Data under study below:
PR #255, opened 2016-08-04
Do not compile ParCheckerTest and ParRenamerTest if parcheck is disabled

gktrk:


hugbug:
Oh, missed that. 
Thanks a lot for the fix and generally for contribution.

PR #256, opened 2016-08-04
GCC 4.8 (C++11) support

caronc:
With respect to a [blog](http://nuxref.com/2016/08/03/nzbget-v17-centos-7/) I wrote on NZBGet v17, the only complaint I had with it was the fact everything was re-factored to use the C++14 standards to which most (Stable) Linux distributions don't support. I was bummed out when i found out i couldn't compile it anymore with CentOS 7 specifically.

I wrote a patch that made it compatible with my OS (by reverting a bunch of the code to follow C++11 standards instead) [and shared it here](http://repo.lead2gold.org/pub/patches/nzbget/nzbget-use.c++11.patch).  Although I may have started the initiative of this change, @hugbug gets credit for _greatly_ simplifying the patch I had started and sharing it with me for this commit.

This pull request provides the ability to compile NZBGet on older Linux Distributions for those (like me) who want to build it themselves and have it link to the shared libraries maintained by our OS.

### DIFF
--- a/daemon/main/Scheduler.cpp
+++ b/daemon/main/Scheduler.cpp
@@ -40,7 +40,7 @@ void Scheduler::FirstCheck()
 		Guard guard(m_taskListMutex);
 
 		std::sort(m_taskList.begin(), m_taskList.end(),
-			[](std::unique_ptr<Task>& task1, std::unique_ptr<Task>& task2)
+			[](const std::unique_ptr<Task>& task1, const std::unique_ptr<Task>& task2)
 		{
 			return (task1->m_hours < task2->m_hours) ||
 				((task1->m_hours == task2->m_hours) && (task1->m_minutes < task2->m_minutes));
--- a/daemon/main/nzbget.h
+++ b/daemon/main/nzbget.h
@@ -340,4 +340,19 @@ typedef unsigned char uchar;
 #define SCANF_SYNTAX(strindex)
 #endif
 
+// providing "std::make_unique" for GCC 4.8.x (only 4.8.x)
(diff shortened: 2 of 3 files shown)


Prinz23:
At least on CentOS 7 gcc 4.9.2 should work according to this: https://gist.github.com/craigminihan/b23c06afd9073ec32e0c

caronc:
Except, what you're implying is that we don't adopt and use the mainstream packaged versions which are patched and maintained regularly by Red Hat (and then by the CentOS community). Compiling and manually installing a new version of the glib core ourselves forfeits all the stability we chose the OS for in the first place. @Prinz23, I guess what I'm saying is that a link to some ghist of someone who hacked their system and destroyed any integrity they had isn't a good argument. The proposal isn't a re-write of NZBGet, it's just more compiler support for non-bleeding edge systems.

hugbug:
Thank you.

@Prinz23: considering the very small amount of changes in the patch, it't a good thing to have nzbget compatible with gcc 4.8 out of the box. Especially for users of CentOS, who has no option to upgrade their OS at the moment, unlike, for example, users of Ubuntu and Debian.

hugbug:
## Documentation

_to merge into wiki after v17.1 release_

### Usage

To compile with gcc 4.8 use the following configure command:

``` shell
CXXFLAGS="-std=c++11 -O2 -s" ./configure --disable-cpp-check
```

### Important notes:
- compiling is possible only without debug info. When trying to compile with `-g` the compiler fails with internal error. The [original patch](http://nuxref.com/2016/08/03/nzbget-v17-centos-7/) works in debug mode too but brings additional changes to source code.
- support for gcc 4.8 is considered temporary and may be dropped in future NZBGet versions.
End of Data under study.
Action item →
Copy down every line of the entries containing the word "have".

Response to this exercise →
I wrote a patch that made it compatible with my OS (by reverting a bunch of the code to follow C++11 standards instead) [and shared it here](http://repo.lead2gold.org/pub/patches/nzbget/nzbget-use.c++11.patch).  Although I may have started the initiative of this change, @hugbug gets credit for _greatly_ simplifying the patch I had started and sharing it with me for this commit.
This pull request provides the ability to compile NZBGet on older Linux Distributions for those (like me) who want to build it themselves and have it link to the shared libraries maintained by our OS.
@Prinz23: considering the very small amount of changes in the patch, it't a good thing to have nzbget compatible with gcc 4.8 out of the box. Especially for users of CentOS, who has no option to upgrade their OS at the moment, unlike, for example, users of Ubuntu and Debian.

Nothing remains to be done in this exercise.